On the Chiquita boycott business, making Ethical Oil’s argument slipperier is the seeming absence of any understanding of the company’s history in Latin America, and its role in U.S. colonialism. If Chiquita deserves to be boycotted, it’s for those historical sins.

Like other banana giants operating in the southern hemisphere, they were built by U.S. and other Western powers, who were granted control of large tracts of farmland to develop the banana trade for huge profits – a little like the appropriation taking place all over the developing world to make way for the bulldozers of Canuck mining giants.

Chiquita’s operations in Colombia predate the 1960s, when it was known as the United Fruit Company and involved in the massive expulsion of peasants for its plantations.

The U.S.’s involvement in Guatemala and the CIA’s overthrow of that government in 1954 came shortly after 400,000 acres of unused land had been confiscated by the government from United Fruit for redistribution among peasants. (The former secretary of state during the Eisenhower administration at the time, one John Foster Dulles, was a former lawyer for United Fruit.)

Giant multinationals continue to monopolize the banana market today. In 2008, the European Union fined companies $60 Euros for price fixing. Chiquita was among the companies but managed to dodge fines.

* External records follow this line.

PR #22, opened 2020-09-11
External Tool Dependency Versions decision document

andrewabest:
Readable Version: https://github.com/OctopusDeploy/Architecture/blob/dependency-versions/Decisions/20200911-ExternalToolDependencyVersions.md

Timeline: Input will be recieved over the next week, closing Friday 18/9.

Description
This PR summarises our stance on managing dependency versions for external tools - what version should we depend on, what impacts that decision has on us, and what our overall stance is for dependencies on external tools.

How to engage with this PR:

Add 🤔 to the PR to indicate you want to be consulted before it is close as you are still considering it or are formulating a reply
Comment on individual lines
Comment on the PR. Consider using long form replies detailing your position. Look for FEEDBACK WANTED annotations if you would like to understand the type of feedback we are directly looking for (although all feedback is welcome)
Add 👍 comments or positions you support, it will be tallied when gauging degree of consensus.
Submit a PR against this branch (and link in the comments) to make additions or propose changes
Submit a competing proposal in a new branch and PR (and link in the comments)

### DIFF
--- a/OctopusServer/ExternalToolDependencyVersions.md
+++ b/OctopusServer/ExternalToolDependencyVersions.md
@@ -1,0 +1,68 @@
+# Overview
+
+- **Subject**: Deciding What Version To Take Of An External Tool Dependency
+
+# Executive Summary
+
+In Octopus, we package external tools in various pieces of our software that allow Octopus to interact with and deploy to external services. Examples of these tools include the Terraform CLI and Azure CLI.
+
+We will pin all dependencies on external tools to a single static version, as this provides the most stable and reliable way for us to manage these dependencies over time.
+
+# Detail
+
+You can see what tools we package and embed in Octopus Server [on GitHub](https://github.com/octopusdeploy/?q=Octopus.Dependencies.&type=&language=).
+
+Another example of where we package and embed external tools is in our [Dynamic Worker images](https://github.com/OctopusDeploy/DynamicWorkerVmImages). We load both our packaged dependencies onto dynamic workers in their [installer scripts](https://github.com/OctopusDeploy/DynamicWorkerVmImages/blob/master/Win2019/scripts/install-tool-packages.ps1), and other external tools in other installer scripts, such as [kubectl](https://github.com/OctopusDeploy/DynamicWorkerVmImages/blob/master/Win2019/scripts/install-kubectl.ps1).
+
+Bugs have arisen that are the direct result of us taking the 'latest' version of an external tool when building and packaging our software ([example 1](https://trello.com/c/uufTKTnY/3699-breaking-terraform-upgrade-has-been-deployed-across-octopus-cloud), [example 2](https://trello.com/c/NxqZvQ4U/3724-dynamic-worker-images-are-pre-loading-the-incorrect-version-of-some-tooling-packages)).
+
+## Considerations
+
+### Taking Latest At Build Time
+
+Taking latest means to query some external feed as to what the latest available version of a tool is, and to use that regardless of what version number it is.
+
+Taking the latest tool as a dependency ensures we have the latest patches and security updates for the tools we embed in our products.
+
+If we take the latest at build time, it can be difficult to predict if this would have a negative impact on our software that depends on it. It can also be difficult to predict if it would have a negative impact on our customer's deployment processes, which also may utilize the packaged dependency.
+
+Whilst we have a level of automated testing that exercises our software and its interactions with these tool dependencies, they could never be extensive enough to predict all behaviour changes that could be introduced in newer versions of these tools.
+
+### Pinning Dependencies
+
+Pinning dependencies means to hard-code the version of tool we embed in our product, and to request this version each time our tool dependency packages are re-packaged and build.
+
+Pinning dependencies means we do not get the latest patches and security updates for the tools we embed in our products. We only get these updates when we deliberately increase the version of tool we depend on. This can be challenging, as our efforts are often concentrated elsewhere, and dependencies tend to be left locked to certain versions for long periods of time.
+
+By pinning our tool dependencies, we ensure that our own code, and our customers deployment scripts, will always run reliably as our software evolves and is rebuilt over time. We won't "accidentally" break our own software, or our customer's scripts, by rebuilding a dependency package, or revving the version of a dependency package depended on in Server, Dynamic Workers or other locations.
+
+### Tools Vs Libraries
+
+Drawing a distinction between tool versions and library versions is important. People other than us depend on tool versions, so our test suites are never going to have enough coverage. We're the only ones who depend directly on libraries, so it's a not-unreasonable goal to have good enough test coverage for the latter. In this document we are addressing **tools**, not libraries.
+
+### Version Ranges
+
+Some software package managers allow version ranges to be specified, which allows you to 'safely' increase your version dependencies - for example you can pin your major and minor version, but allow for any new patch versions to be utilised.
+
+This works if the world runs on SemVer. But it does not, as Terraform demonstrated in its `0.11` => `0.12` version bump that contains a large amount of breaking changes.
+
+For us, being explicit about a single version for each tool we depend on makes our software easy to reason about and support.
+
+### Handling Transient Dependencies
+
+For us, often the packaged tool is a transient dependency. An example of this is:
+
+`Octopus.Server` depends on `Sashimi.Terraform` which depends on `Octopus.Dependencies.TerraformCLI` which packages the Terraform CLI.
+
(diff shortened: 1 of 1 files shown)


Decisions/20200911-ExternalDependencyVersions.md
```diff
@@ -0,0 +1,69 @@
...
+
+### Taking Latest At Build Time
+
+Taking latest means to query some external feed as to what the latest available version of something is, and to use that regardless of what version number it is.
+
+Taking the latest dependency ensures we have the latest patches and security updates for the tools we embed in our products.
+
+If we take the latest dependency at build time, it can be difficult to predict if this would have a negative impact on our software that depends on it. It can also be difficult to predict if it would have a negative impact on our customer's deployment processes, which also may utilize the packaged dependency.
+
+Whilst we have a level of automated testing that exercises our software and its interactions with these dependencies, they could never be extensive enough to predict all behaviour changes that could be introduced in newer versions of these dependencies.
```
uglybugger, line 30: This one's going to be interesting. I think it's a "horses for courses" decision but that we need some good principles around it.

For instance, we deliberately take the latest 3.1 floating tag for the .NET Core + Framework Docker images. We deliberately do this because the risk (in this case) is low and the reward is high.

Contrast that with taking the latest in Terraform, and it's a very different risk/reward profile.

Decisions/20200911-ExternalDependencyVersions.md
```diff
@@ -0,0 +1,69 @@
...
+
+If we allow our build process to take the latest version of a dependency, we cannot appropriately apply SemVer to our own packages, and therefore cannot predict when we are updating dependencies in upstream packages, what the impact of those updates would be.
+
+By pinning our dependencies, we can rev our SemVer's appropriately when we deliberately increase our hard-coded dependency version.
+
+For example: when we update `Octopus.Dependencies.TerraformCLI` to Terraform `0.12`, we will rev the major version to `2.x`. `Sashimi.Terraform` would need to consider that breaking change and see if it could take the new dependency without introducing breaking changes itself, and so on up the dependency change. By pinning our dependencies, we can be explicit about SemVer.
+
+## Decision
+
+We will pin all dependencies on external tools to a single static version, as this provides the most stable and reliable way for us to manage these dependencies over time.
```
uglybugger, line 62: Can we clarify this to say "We pin a single, static version" but also that "We update the pinned versions automatically, with no human intervention, after appropriate test suites have passed"? This allows for us to enable things like Dependabot + Bulldozer when we're sufficiently confident in our test suites.

Decisions/20200911-ExternalDependencyVersions.md
uglybugger: Another example of "horses for courses" within the `build-base-dotnet` image space: we use the `mcr.microsoft.com/dotnet/core/sdk:3.1` floating tag because we want the security updates, bug fixes, framework version updates etc., but in that same `Dockerfile` we deliberately pin the versions of GitVersion, Cake, NUKE etc and have humans version-bump them as required.

Decisions/20200911-ExternalDependencyVersions.md
```diff
@@ -0,0 +1,69 @@
...
+
+Pinning dependencies means we do not get the latest patches and security updates for the tools we embed in our products. We only get these updates when we deliberately increase the version we depend on. This can be challenging, as our efforts are often concentrated elsewhere, and dependencies tend to be left locked to certain versions for long periods of time.
+
+By pinning our dependencies, we ensure that our own code, and our customers deployment scripts, will always run reliably as our software evolves and is rebuilt over time. We won't "accidentally" break our own software, or our customer's scripts, by rebuilding a dependency package, or revving the version of a dependency package depended on in Server, Dynamic Workers or other locations.
+
+### Version Ranges
+
+Some software package managers allow version ranges to be specified, which allows you to 'safely' increase your version dependencies - for example you can pin your major and minor version, but allow for any new patch versions to be utilised.
+
+This works if the world runs on SemVer. But it does not, as Terraform demonstrated in its `0.11` => `0.12` version bump that contains a large amount of breaking changes.
```
droyad, line 44: Technically this `0.11` -> `0.12` is a breaking change (https://semver.org/#spec-item-4)

droyad:
Right now we have no intention of ever updating any of the bundled tools again (Terraform, AzurePS, AWS CLI etc). We are going to deprecate them in favour of the container tools.

I think we should take the stance of "don't touch the version".

Decisions/20200911-ExternalDependencyVersions.md
droyad: On all the tools that this applies I think we are so far behind now it's not worth considering changing it to floating versions.

Decisions/20200911-ExternalDependencyVersions.md
uglybugger: Well, technically, since they're still on version 0, _anything_ may change at any time. But that's ridiculous :p

Decisions/20200911-ExternalDependencyVersions.md
andrewabest: We can't state that at the moment - the terraform bump happened automatically, the test suits passed, and it broke the world.

It may be worth making this document more explicitly focussed on tools. The breakages that spurred this document were all tool dependencies - executables and the like. They aren't retrieved from package managers, they tend to be downloaded from somewhere. There may not be a nice way to intelligently bump some of them (i.e. for patch updates) - it is either "get latest" or "get specific version".

andrewabest:
@droyad that is good context - do you think you could contribute to the overview somewhere a paragraph summarising our future intent for these tools?

Decisions/20200911-ExternalDependencyVersions.md
uglybugger: Agreed - I think drawing a distinction between tool versions and library versions is important. People other than us depend on tool versions, so our test suites are never going to have enough coverage. We're the only ones who depend directly on libraries, so it's a not-unreasonable goal to have good enough test coverage for the latter.

andrewabest: I've updated the document to make it clearer we are talking about dependencies on tools, not libraries.

Decisions/20200911-ExternalDependencyVersions.md
andrewabest: Haha sure, I suppose it does.

michaelnoonan:
This seems reasonable from my perspective. :+1:

andrewabest:
@droyad are you happy for this to be merged? I've incorporated all of the feedback recieved so far.

Decisions/20200911-ExternalDependencyVersions.md
pawelpabich: > Agreed - I think drawing a distinction between tool versions and library versions is important. People other than us depend on tool versions, so our test suites are never going to have enough coverage. We're the only ones who depend directly on libraries, so it's a not-unreasonable goal to have good enough test coverage for the latter.

I like this distinction because it's based on how we use dependencies.  

That being said, I think that talking about `tools`, `libraries`, etc muddies the waters here a bit.  E.g. `dotnet` looks like a tool but we are not pining its version in our build scripts. [ `material-ui` ](https://github.com/OctopusDeploy/OctopusDeploy/blob/5bcfc53b28e31a3452f1277706b3c5747f623073/newportal/package.json#L204)is a library but we would be crazy :) to depend on a version range based on our past experiences. 

What about replacing `tools`, `libraries`, `executables` with `dependencies`? Then, if a dependency is exposed directly to our customers (e.g. terrafrom.exe) we will pin its version. If a dependency is used only by us then, I believe,  the default position still should be to pin its version.  Relying on a range of versions would be recommended when the benefits significantly outweigh the risks. E.g. Microsoft applies mostly only security-related patches to their LTS releases and makes an effort not to introduce any breaking changes.

andrewabest: This will make the document a lot more "general purpose". At the moment it is focussed on addressing our dependency on external tools - the detail, the considerations are all focussed on tools. 

The reason for this is there was ambiguity in the previous revision which talked about "dependencies", where @uglybugger asked us to mention that ideally we want to be able to automatically update our dependencies on green builds. We do not want to do that for tools. 

If I went and changed all references to "tools" to "dependencies", I feel like these subtleties would still need to be addressed.

We would need to be specific about:

- Framework dependencies like `dotnet` - the core building blocks we build our software on
- Library dependencies - smaller lego bricks we use within our software, often open source
- Tool dependencies - things we integrate with to provide a way of driving external services
- Other things?

I'd like a little more guidance / input before reformatting the document to address these things, as I feel like if I did it it might still miss the mark.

Perhaps Chiquita’s co-called “boycott” of tar sands oil is PR. Or maybe, as at least one Western Canadian commentator has pointed out, the company is trying to clean up its act. Tar sands pushers like Ethical Oil can learn a lesson from that.

The truth about tar sands development is that, what it’s doing to native people and the environment is not unlike Chiquita’s legacy in Latin America. Or am I comparing apples to oranges?